Originally Posted By: Bee
Excellent collection on the subject of water conservation.

I am intrigued by the drowning deaths in LA -- is it because the area used to have flash floods/monsoon conditions much like Az?


Yes.

The numbers are quite impressive for what can be done.

Total water use for the City of LA is about 200 billion gal/year.

The stormwater can amount to 10 Bill Gallons/rainstorm, with about 10/year.

Quote:
"This isn't wastewater until we waste it," said Noah Garrison, an attorney with the Natural Resources Defense Council who co-wrote a 2009 paper on capturing and reusing storm water.

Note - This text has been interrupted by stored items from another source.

PR #565, opened 2023-11-16
APPSEC-3390: update bouncycastle

janjwerner-confluent:
Update bouncycastle provider and algorithm API to match the versions used in ce-kafka.

### DIFF
--- a/pom.xml
+++ b/pom.xml
@@ -315,6 +315,16 @@
             </dependency>
             <dependency>
                 <groupId>org.bouncycastle</groupId>
+                <artifactId>bcpkix-jdk15on</artifactId>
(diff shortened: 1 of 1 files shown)


janjwerner-confluent:
The PR is currently failing the downstream validations. There are several downstream repositories that used bcpovjdk15 that need to be adjusted to use bcprovjdk18:
kafka-rest
rest-utils
metadata-service
schema-registry

janjwerner-confluent:
changed the PR to add a separate version of bouncycastle.jdk18.version variable to avoid downstream builds breaks

tunnelshade (approved):

PR #2943, opened 2024-09-20
tracingpolicy: add BPF operations support

tixxdz:
### Description
Add BPF operations support.

### Changelog

```release-note
tracingpolicy: add BPF operations support 
```


olsajiri:
so IIUC you want the event to show the bpf command numbers ... IMO the types should be just for kernel objects
not for int values interpretation

could we do that without changing the ebpf code? we just need to get the int value from kernel (which we already have support for, no need to add new) and transform that number into bpf command enum value

I think we could factor the printer code to do that.. to have kernel type and user side type.. so you'd configure the rinter and argument to have int type value for kernel code and 'bpf_cmd' type for user space processing code

tixxdz:
> so IIUC you want the event to show the bpf command numbers ... IMO the types should be just for kernel objects not for int values interpretation
> 
> could we do that without changing the ebpf code? we just need to get the int value from kernel (which we already have support for, no need to add new) and transform that number into bpf command enum value
> 
> I think we could factor the printer code to do that.. to have kernel type and user side type.. so you'd configure the rinter and argument to have int type value for kernel code and 'bpf_cmd' type for user space processing code

Yes makes sense, can you please check again Jiri, thank you!

kaworu (approved):
protobuf changes LGTM

olsajiri (approved):

pkg/sensors/tracing/kprobe_test.go
```diff
@@ -6970,3 +6970,67 @@ tetragon_missed_prog_probes_total{attach="wake_up_new_task",policy="__base__"} 0
 		prometheus.BuildFQName(consts.MetricsNamespace, "", "missed_prog_probes_total")))
 
 }
+
+func TestKprobeBpfCmd(t *testing.T) {
```
kkourt, line 6974: So I guess the idea of the test is to detect the tetragon bpf program / map loading?

kkourt (approved):
Thanks, LGTM.

pkg/sensors/tracing/kprobe_test.go
tixxdz: Yes kept it small, but it can be used to detect all bpf commands.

The report concluded that the region could increase local supplies by an amount equal to more than half of Los Angeles' annual water demand by incorporating relatively simple water-harvesting techniques in new construction and redevelopments


There is half of the replacement

I mentioned leaky pipes.

There are innovations in the pipes:

http://www.dailynews.com/general-news/20130221/earthquake-resistant-pipes-may-bring-leak-free-la

If we are like Singapore, we may loose as much as 40% of the imported water to leaks. That means that only 60% is reaching our homes. If we cut the loss from 40% to about 10%, as they did in Singapore, that means that we would get 30% more. Since the current total is 60% (not 100%, because 40% is lost), That would effectively make available 1/2 of the current total.

That's the other half. That replaces all of it.

Of course, nothing is 100% efficient.

But that doesn't even include any progress in conservation nor recycling, both of which can produce significant percentage savings.

But lets say we can't get any better than 75% off of distant sources.....I would not consider that a failure, but a huge success. The technology exists right now.

Last edited by Ken; 10/22/13 12:27 AM.